Augustine put his finger on the consequences that arise from the denial of original sin and its impact throughout the depraved mind. In Against Two Letters of the Pelagians, he lists a number of elements of the Pelagian heresy. Its denial of original sin led to their supposition that salvation is based on our own merits and so is not properly grace at all. Augustine opposed both Manicheism and Pelagianism in his saying human nature is healable, since according to the Pelagians it did not need to be healed, whereas according to the Manicheans it cannot be healed since they considered evil to be coeternal and immutable.

“Fallen people cannot rescue themselves from their guilt and depravity.”
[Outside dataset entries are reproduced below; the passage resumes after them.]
PR #140, opened 2017-02-17
SendReceive User CSS Overrides

papeh:
* Include ConfigurationSettings/**Overrides.css in Send/Receive
* Alphabetize excluded extensions

---
This change is [Reviewable](https://reviewable.io/reviews/sillsdev/flexbridge/140)


jasonleenaylor:
I'm not sure the quality of merge we will get with the .css files. We may want to do all or nothing and I think that requires a handler right?

jasonleenaylor:
After further research and discussion with @regnrand we've decided that the default behavior here (which will generate a conflict but keep the S/R initiators file) is probably sufficient. LGTM

PR #149, opened 2017-06-21
Send/Receive Chorus Notes with LF comments

rmunn:
This PR needs to be merged before the corresponding LfMerge PR is merged, since LfMerge will depend on having an LfMergeBridge DLL that knows the new GetChorusNotes and WriteToChorusNotes actions.

There are no unit tests yet, but I'm creating the PR anyway so that we can kick off a TeamCity build and make sure that it compiles.

---
This change is [Reviewable](https://reviewable.io/reviews/sillsdev/flexbridge/149)


rmunn:
In the interests of getting this merged into master so that we can test it manually on the dev server, I'm going to merge this even though there are no unit tests yet.

PR #169, opened 2017-10-09
Remove obsolete checked-in binaries

ermshiperete:
We replaced the DNZip task with the Unzip task of the
MSBuild.Community.Tasks and we no longer use the
MSBuild.ExtensionPack, so we don't need these binaries anymore. If
we ever need them again we should get them as nuget packages instead
of checking them into the repo.

---
This change is [Reviewable](https://reviewable.io/reviews/sillsdev/flexbridge/169)


papeh:
:lgtm:

---

Reviewed 3 of 3 files at r1.

---



*Comments from [Reviewable](https://reviewable.io:443/reviews/sillsdev/flexbridge/169#-:-Kw0l9iq3dojdPcuX63D:bnfp4nl)*

PR #174, opened 2017-11-16
Use the NUnitTeamCity task when running on TC

jasonleenaylor:
* Starting on Oct 10 anything output stderr failed a build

For Pelagianism, faith and obedience are to be attributed to those who exercise them and so any failure is due to their not trying hard enough. J.I. Packer maintained that Pelagianism is the default position of zealous Christians who have little interest in doctrine (“‘Keswick’ and the Reformed Doctrine of Sanctification”). Leaving other matters aside, this heresy eradicated Christian joy, since it encouraged dependence on the constant uncertainties of our own efforts.

The root of Pelagianism, flowing from its denial of original sin and the totality of depravity, was a focus on morality, with an assertion of the ability of fallen people to respond to the gospel unaided by divine grace. It rested on the assumption that a command of God entailed the ability of those commanded to fulfill it. Augustine argued in reply that humans respond, but we do so since God makes us willing, and changes our hearts, so that we believe freely.

In short, the reality of total depravity leaves no possibility of salvation by our own efforts. It points to our dire condition from the fall and the sovereign work of God in rescuing us. Only the Holy Spirit can change us and transform us into the image of Christ, who is the image of the invisible God. This is a cause for unbounded thanksgiving to God and delight in his grace and goodness in Christ.